There's no reason browsers couldn't have a persistent cache for this. Think of it more as an integrated dependency manager and VM that just happens to use web infrastructure. No one would blink at downloading 20MB of dependencies anywhere else, after all.


Browsers already have a persistent cache!

If you're downloading it on-demand and caching it, why would it need to be integrated in the browser at all? Why not just stick it in a CDN and treat it like a regular file, the way it works right now?


Different origins don't share a cache anymore. A Google Font on one origin doesn't benefit from it being cached after it's used on another origin.

The browser handling this as a special feature by default avoids cache isolation issues. It also makes it trivial to avoid leaning on even more third parties (CDNs, package managers) to run your code: as long as your browser is supported, code won't stop working in it.


Caching is partitioned by origin for privacy reasons; caching still helps, but a public CDN solution doesn’t improve things any.

That does open an argument for having a kind of global interpreter cache, though it could still be used for fingerprinting.


> Browsers already have a persistent cache!

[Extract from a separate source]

PR #2462, opened 2018-08-20
Fixed deprecated class usage (Apache StrSubstitutor)

isaki-x:
###### Problem:
The `StrSubstitutor` class is deprecated as of Apache commons-text 1.3. This will be removed in 2.0. See: https://commons.apache.org/proper/commons-text/javadocs/api-release/org/apache/commons/text/StrSubstitutor.html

And yet whenever this comes up, someone always insists that you'd have to re-download the entire runtime with every request, as if caching wasn't a thing.

As far as shipping vs caching goes, I see no reason not to do both. Maybe ship with the latest version of a few popular languages including javascript already pre-cached and allow for downloading others as required. I don't know what would be more optimal. Maybe when you download a browser, you can select language support options.

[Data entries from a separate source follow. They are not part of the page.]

PR #2463, opened 2018-08-22
Fix new jersey 2.27 warnings

jbarnettwomply:
Register instances using an AbstractBinder instead of
registering them directly

###### Problem:
This should fix all the warnings in https://github.com/dropwizard/dropwizard/issues/2418

###### Solution:
Instead of registering Resource instances directly, register the .class and let jersey instantiate it.
In the case where there are constructor args, use an AbstractBinder that binds the instance to the class.

### DIFF
--- a/dropwizard-jersey/src/main/java/io/dropwizard/jersey/DropwizardResourceConfig.java
+++ b/dropwizard-jersey/src/main/java/io/dropwizard/jersey/DropwizardResourceConfig.java
@@ -1,5 +1,7 @@
 package io.dropwizard.jersey;
 
+import static java.util.Objects.requireNonNull;
+
 import com.codahale.metrics.MetricRegistry;
 import com.codahale.metrics.jersey2.InstrumentedResourceMethodApplicationListener;
 import com.fasterxml.classmate.ResolvedType;
@@ -9,6 +11,11 @@ import io.dropwizard.jersey.params.AbstractParamConverterProvider;
 import io.dropwizard.jersey.sessions.SessionFactoryProvider;
 import io.dropwizard.jersey.validation.FuzzyEnumParamConverterProvider;
 import io.dropwizard.util.Strings;
+import javassist.ClassPool;
+import javassist.CtClass;
+import org.glassfish.hk2.utilities.Binder;
+import org.glassfish.jersey.internal.inject.AbstractBinder;
+import org.glassfish.jersey.internal.inject.Providers;
 import org.glassfish.jersey.server.ResourceConfig;
 import org.glassfish.jersey.server.ServerProperties;
 import org.glassfish.jersey.server.model.Resource;
@@ -20,7 +27,6 @@ import org.glassfish.jersey.server.monitoring.RequestEventListener;
 import org.slf4j.Logger;
 import org.slf4j.LoggerFactory;
 
-import javax.annotation.Nullable;
 import java.io.Serializable;
 import java.util.ArrayList;
 import java.util.Collections;
@@ -30,8 +36,10 @@ import java.util.List;
 import java.util.Objects;
 import java.util.Set;
 import java.util.TreeSet;
+import java.util.UUID;
 import java.util.regex.Pattern;
 import java.util.stream.Collectors;
+import javax.annotation.Nullable;
 
 public class DropwizardResourceConfig extends ResourceConfig {
     private static final Logger LOGGER = LoggerFactory.getLogger(DropwizardResourceConfig.class);
@@ -124,8 +132,50 @@ public class DropwizardResourceConfig extends ResourceConfig {
         return allClasses;
     }
 
+    @Override
+    public ResourceConfig register(final Object component) {
+        final Object object = requireNonNull(component);
+        Class<?> clazz = object.getClass();
+        // If a class gets passed through as an object, cast to Class and register directly
+        if (component instanceof Class<?>) {
+            return super.register((Class<?>) component);
+        } else if (Providers.isProvider(clazz) || Binder.class.isAssignableFrom(clazz)) {
+            // If jersey supports this component's class (including hk2 Binders), register directly
+            return super.register(object);
+        } else {
+            // Else register a binder that binds the instance to its class type
+            try {
+                // Need to create a new subclass dynamically here because hk2/jersey
+                // doesn't add new bindings for the same class
+                ClassPool pool = ClassPool.getDefault();
+                CtClass cc = pool.makeClass(SpecificBinder.class.getName() + UUID.randomUUID());
+                cc.setSuperclass(pool.get(SpecificBinder.class.getName()));
+                Object binderProxy = cc.toClass().getConstructor(Object.class, Class.class).newInstance(object, clazz);
+                super.register(binderProxy);
+                return super.register(clazz);
+            } catch (Exception e) {
+                throw new RuntimeException(e);
+            }
+        }
+    }
+
     static String cleanUpPath(String path) {
         return PATH_DIRTY_SLASHES.matcher(path).replaceAll("/").trim();
+    }
+
+    public static class SpecificBinder extends AbstractBinder {
+        private Object object;
+        private Class clazz;
+
+        public SpecificBinder(Object object, Class clazz) {
+            this.object = object;
+            this.clazz = clazz;
+        }
+
+        @Override
+        public void configure() {
+            bind(object).to(clazz);
+        }
     }
 
     private static class EndpointLogLine {
--- a/dropwizard-jersey/src/test/java/io/dropwizard/jersey/DropwizardResourceConfigTest.java
+++ b/dropwizard-jersey/src/test/java/io/dropwizard/jersey/DropwizardResourceConfigTest.java
@@ -1,5 +1,7 @@
 package io.dropwizard.jersey;
 
+import static org.assertj.core.api.Assertions.assertThat;
+
 import io.dropwizard.jersey.dummy.DummyResource;
 import io.dropwizard.logging.BootstrapLogging;
 import org.glassfish.hk2.utilities.binding.AbstractBinder;
@@ -16,8 +18,6 @@ import javax.ws.rs.PathParam;
 import javax.ws.rs.Produces;
 import javax.ws.rs.core.Application;
 import javax.ws.rs.core.MediaType;
-
-import static org.assertj.core.api.Assertions.assertThat;
 
 public class DropwizardResourceConfigTest {
     static {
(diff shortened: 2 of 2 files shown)


pom.xml
```diff
@@ -536,7 +536,7 @@
                 <plugin>
                     <groupId>org.owasp</groupId>
                     <artifactId>dependency-check-maven</artifactId>
-                    <version>3.3.0</version>
+                    <version>3.3.1</version>
```
jbarnettwomply: bumped this version to avoid https://github.com/jeremylong/DependencyCheck/issues/1394

dropwizard-testing/src/main/java/io/dropwizard/testing/common/DropwizardTestResourceConfig.java
```diff
@@ -46,7 +46,7 @@
         register(new JacksonFeature(configuration.mapper));
         register(new HibernateValidationBinder(configuration.validator));
         for (Supplier<?> singleton : configuration.singletons) {
-            register(singleton.get());
+            register(singleton.get().getClass());
```
serhiypal: Not sure this will work with `PeopleResourceTest`/`PersonResourceTest`

jbarnettwomply: yep, meant to have an abstractbinder here too, but missed from the diff.  still failing with that, so working through it.  pushing updated wip diff now

jbarnettwomply:
still a couple of PersonResource constructors to clean up -- doing so from the DropwizardTestResourceConfig isn't quite working for me yet.

dropwizard-core/src/test/java/io/dropwizard/server/DefaultServerFactoryTest.java
```diff
@@ -150,7 +151,13 @@ public void testGracefulShutdown() throws Exception {
         CountDownLatch requestReceived = new CountDownLatch(1);
         CountDownLatch shutdownInvoked = new CountDownLatch(1);
 
-        environment.jersey().register(new TestResource(requestReceived, shutdownInvoked));
+        environment.jersey().register(new AbstractBinder() {
```
jplock: this is pretty crazy this is the only way to do this now.  :(

dropwizard-testing/src/main/java/io/dropwizard/testing/common/DropwizardTestResourceConfig.java
```diff
@@ -46,7 +46,21 @@
         register(new JacksonFeature(configuration.mapper));
         register(new HibernateValidationBinder(configuration.validator));
         for (Supplier<?> singleton : configuration.singletons) {
-            register(singleton.get());
+            Object object = singleton.get();
+//            Class<?> clazz = object.getClass();
```
serhiypal: Do we want to clean this thing?

jbarnettwomply: yep, that's where I was struggling with getting the PersonResource tests to pass & not warn, updated PR now.

dropwizard-testing/src/test/java/io/dropwizard/testing/app/PersonResource.java
```diff
@@ -32,6 +33,10 @@ public PersonResource(PeopleStore store) {
         this.store = store;
     }
 
+    public PersonResource() {
+        this.store = Mockito.mock(PeopleStore.class);
+    }
```
jbarnettwomply: Without this, the `PersonResourceExceptionMapperTest` is unable to instantiate a PersonResource, despite the bytebuddy enhanced binder that should be able to bind PersonResource to the constructed instance passed to the `ResourceTestRule`.  No idea why :(

dropwizard-testing/src/main/java/io/dropwizard/testing/common/DropwizardTestResourceConfig.java
```diff
@@ -48,6 +64,27 @@
         for (Supplier<?> singleton : configuration.singletons) {
             register(singleton.get());
         }
+        for (Supplier<?> resource : configuration.resources) {
```
jbarnettwomply: without separating out Resources from Provider singletons, dropwizard-example's `Protected*ResourceTest`s fail trying to bind/register a `Class`

jbarnettwomply:
Sorry for the lots-of-intermediate-versions of this PR, but the current one now both passes and does not throw any of the `org.glassfish.jersey.internal.inject.Providers` warnings

jbarnettwomply:
It's possible that we could add something like the `DropwizardTestResourceConfig` block that's using bytebuddy to `.jersey().register()` -- I'm not sure how safe or effective that would really be given the trouble I've had getting it to work (the 2 comments I added today to explain some of the changes makes me not super comfortable with that area of the work so far).   If i understood more about why the `.jersey().register()`s work better than the `ResourceTestRule` invoked registrations, I might go down that path.  But it's worth a shot, just not sure I have time to do so at the moment.

jbarnettwomply:
I think you're right though -- I know we do `jersey().register()` on resource instances, and assume other downstreams do as well.

nickbabcock:
Sorry I won't have the time to look at this for the next several days, but last I knew the jersey team recognized this shortfall and would be willing to allow a fix for the next version. So I don't want to spend additional time mapping out a migration guide that this PR would entail for users who will inevitably wind up here due to the warnings they will now see in their apps -- only to have the migration become obsolete as soon as the jersey version is released.

I haven't checked everything out, so if this PR has become necessary, let me know.

jbarnettwomply:
@nickbabcock based on the comments in https://github.com/eclipse-ee4j/jersey/issues/3700 I'm not sure they're keen to fix this shortfall.  However, based on @jplock's suggestion, updated the change to be much smaller and not require downstream migrations.

Couple semi-strange things to note, but functional and I think ok; would love feedback from someone who knows jersey/hk2 better:
1)  Need to explicitly check for hk2 Binders (as opposed to jersey.internal Binders), as Providers.isProvider() only recognizes the jersey.internal ones.
2)  Need to dynamically subclass the binder, as jersey appears to only actually register the first instance of a given class (ComponentBag.registerModel keys duplicates off the componentClass, and then the instance doesn't get added to the bag)

dropwizard-jersey/pom.xml
```diff
@@ -113,5 +113,10 @@
             <groupId>javax.activation</groupId>
             <artifactId>javax.activation-api</artifactId>
         </dependency>
+        <dependency>
+            <groupId>net.bytebuddy</groupId>
+            <artifactId>byte-buddy</artifactId>
+            <version>1.8.13</version>
```
jplock: this should probably be defined up in `dropwizard-bom`

jbarnettwomply: updated

dropwizard-bom/pom.xml
```diff
@@ -53,6 +53,11 @@
                 <artifactId>guava</artifactId>
                 <version>${guava.version}</version>
             </dependency>
+            <dependency>
+                <groupId>net.bytebuddy</groupId>
+                <artifactId>byte-buddy</artifactId>
```
mattnelson: Is the usage of bytebuddy introducing possible fragility in relation to the transitive dependency on asm which generally requires changes based on each new version of java. Which is now occurring at a more rapid pace.

jbarnettwomply: That's a valid question -- if there's another (safer) way to dynamically subclass the SpecificBinder, or to register it in such a way that multiple instances of it actually get bound by hk2, I'd love suggestions on that.

jbarnettwomply: Also note that mockito-core and hibernate-core already both pull in byte-buddy as a dependency (mockito only in test scope though)

nickbabcock: hibernate-core is only brought in with dropwizard-hibernate, so this would still be a new dependency to non-hibernate orm users.

You may be able to accomplish the [same thing using Javassist](https://stackoverflow.com/a/17282014/433785), which is already a dependency of dropwizard-core.

nickbabcock:
@jbarnettwomply thank you. While considering instance based resource classes incorrect is working as designed according to the jersey team, I still find their lack of reasons for this decision unfortunate. No one wants to dance with a DI framework and walk deeper into annotation hell just to complete Dropwizard's getting started guide. So, yes, I believe the solution here presents the best way forward.

jbarnettwomply:
there's a `register(Class)` method that handles that case mostly -- I suppose I could add to the exception on line 139 to check for `instanceof Class` in case there's something like a `Collection<Object>` being iterated through and registered via `register(Object)` , and that collection containing a Class instance

isaki:
If there is already a `register(Class)` implementation (which I admittedly missed), then you are golden; the JVM should choose the Class one for Classes and the Object one for everything else automatically.

isaki:
That might be a good idea. I wrote a quick test to see if it is required and it is. Java only chooses the specific when it is being called on the type that implements the more specific method and when it is not lost due to type erasure.

```Java
import java.util.ArrayList;
import java.util.Collection;

import org.junit.Test;

public class PolyTest {

    @Test
    public void testA() {
        final TestIFace test = new TestHelper("A");

        final Collection<?> x = this.getCollection();
        for (final Object o : x) {
            test.handle(o);
        }
    }

    @Test
    public void testB() {
        final TestHelper test = new TestHelper("B");

        final Collection<?> x = this.getCollection();
        for (final Object o : x) {
            test.handle(o);
        }
    }

    @Test
    public void testC() {
        final TestIFace test = new TestHelper("C");
        test.handle(this.getClass());
        ((TestHelper) test).handle(this.getClass());
    }

    private Collection<?> getCollection() {
        final Collection<Object> ret = new ArrayList<>(3);
        ret.add(Integer.valueOf(100));
        ret.add("This string is a string");
        ret.add(this.getClass());

        return ret;
    }

    private interface TestIFace {

        void handle(Object o);
    }

    private static final class TestHelper implements TestIFace {

        private final String a;

        TestHelper(final String a) {
            super();
            this.a = a;
        }

        @Override
        public void handle(final Object o) {
            System.out.println(this.a + " Object: " + o.toString());
        }

        public void handle(final Class<?> clazz) {
            System.out.println(this.a + " Class: " + clazz.getName());
        }
    }
```

Gives the output:

```
A Object: 100
A Object: This string is a string
A Object: class io.isaki.jsandbox.PolyTest
B Object: 100
B Object: This string is a string
B Object: class io.isaki.jsandbox.PolyTest
C Object: class io.isaki.jsandbox.PolyTest
C Class: io.isaki.jsandbox.PolyTest
```

jbarnettwomply:
updated to check for Class instances, can look into javassist later if that's desired

nickbabcock:
> updated to check for Class instances

Is it possible to write a test for this case, so we don't possibly regress on it in the future?

jbarnettwomply:
Added test (which fails without the `instanceof Class<?>` check) and migrated bytecode instrumentation to javassist.

jplock:
@nickbabcock any additional feedback on this one?

jplock:
@nickbabcock with this merged, what do you think about starting to create some release candidates, or should we wait until Jersey 2.28 is released?  /cc @dropwizard/committers

nickbabcock:
As far as 2.0 proper is concerned, we'll have to wait for jersey 2.28 to update to hibernate validator 6.0, but as far aiding people testing features so far, it's always good to get code in front of more people (imo release candidate may be too strong of wording as we still have breaking changes on the horizon).

serhiypal:
does this work align with the latest comment at https://github.com/eclipse-ee4j/jersey/issues/3700#issuecomment-424596364?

My point is, this is just an implementation detail, it doesn't have to be awkward or inefficient.


That's better than 100 times for various sites.

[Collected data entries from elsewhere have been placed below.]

PR #2466, opened 2018-08-24
Compiler Warning Cleanup

isaki-x:
###### Problem:
Eclipse logs over 300 compiler warnings.

###### Solution:
This branch was done in two commits. The first was addressing POM based warnings. The second, here is the commit message:

```
    This commit addresses the following compiler warnings:
    
    - Unncessary @SuppressWarnings
    - Unused imports
    - Unused local variables
    - Missing serialization long
    - Parameterized type warnings
    - Unchecked casts
    - Raw type usage
    
    This commit did not touch:
    
    - @SuppressWarnings not understood by Eclipse
    - Deprecated code
    - Restricted code access
```

Note that all of these changes were made by hand. My personal auto-cleanup setup is too aggressive for DropWizard coding conventions and touched too much code (like marking nearly every parameter in a method declaration final). I experimented briefly with trying to set something up that was DropWizard specific and was unhappy with the results (it removed all of the unsupported `@SuppressWarnings` declarations even with the least aggressive setup). As such, by hand was the only way I could ensure the bare minimum was changed to meet my goal, which was to eliminate the easiest warnings to fix.

###### Result:
DropWizard now has a little over 150 warnings remaining. Some of these are from annotations that my barebones Eclipse did not understand (so may or may not be valid warnings). However, the ones referring to deprecated method and class usage and the restricted access to JRE internals will need to be addressed at some point.


jplock:
Looks good to me!  Thanks!

PR #2469, opened 2018-08-27
ConnectorProvider Not Set Silently

ipropper:
###### Problem:

I wanted to build two different clients with the same builder, so I had some code sort of like this:

```
final private JerseyClientConfiguration clientConfigA = new JerseyClientConfiguration();
final private JerseyClientConfiguration clientConfigB = new JerseyClientConfiguration();
...
JerseyClientBuilder jerseyClientBuilder = new JerseyClientBuilder(environment);
Client a = jerseyClientBuilder.using(clientConfigA).build("client-A"));
Client b = jerseyClientBuilder.using(clientConfigB).build("client-B"));
```

I ran into these problems:
1. Only metrics for "client-A" were being reported
2. The connection timeout I set for client-A was the same for client-B. This especially confused me because client B's config had a different timeout value.  

I realized when `connectorProvider` is not explicitly set in the builder, then it gets silently set on the first build. From then on that builder will use the same `connectorProvider`. 

Current solutions to this are:
- instantiating a new builder for every client
- creating a unique `connectorProvider` for each client. 

However, I thought people might want to reuse the same builder without explicitly setting the `connectorProvider`. I'm not sure if this is a worthy change, as the current process may be the desired state. I think you all will know better.  

###### Solution:

When `connectorProvider` is null in the `JerseyClientBuilder`, build will not auto set it.
Instead, a new `connectorProvider` will be instantiated on each build. If users want to use the same `connectorProvider` across builds, they only need to explicitly set it once.

### DIFF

>WASM-compiled interpreters and runtimes

in which version?


The browser could ship with LTS versions and download other versions on the fly with a prompt to the user. There's no reason the browser needs to have every version always, just the ones most likely to be used.


I'd love that too, if I was a better programer I'd likely fork Chromium and build in Python support.


I did a quick speed comparison:

   import numpy as np
   import time
   n = time.time()*1000
   r = np.random.rand(10000000)**2
   print('done in', time.time()*1000-n, 'ms')
In the browser I was getting around 200ms and on my computer I was getting around 65ms, so around 3 times slower.

Also, if I try to allocate an array of length 100,000,000 then I get a `MemoryError` in the browser.

Does anyone know any ways to get around these limitations?


this is coincidentally really freaking good. to be able to run numpy in a browser without having to rely on javascript port? and its only about 3 times slower? I can live with this for now and i think this will improve drastically in the future


Depending on how the wasm was compiled, there are options to limit or prevent memory growth. But I think the total limit at the moment is 4gb because 32bit.


that's... really not bad at all. Kind of amazing, in fact. Thanks for putting in the work.


I find WASM in general very cool. Is there a way to run a WASM "binary" locally? For example, can I distribute a program as WASM and execute ./mywasmprogram and have it run?

I imagine I need a WASM runtime installed, and to somehow get my shell to recognize that WASM programs should be loaded with it (for lack of a hashbang line), but is that actually doable?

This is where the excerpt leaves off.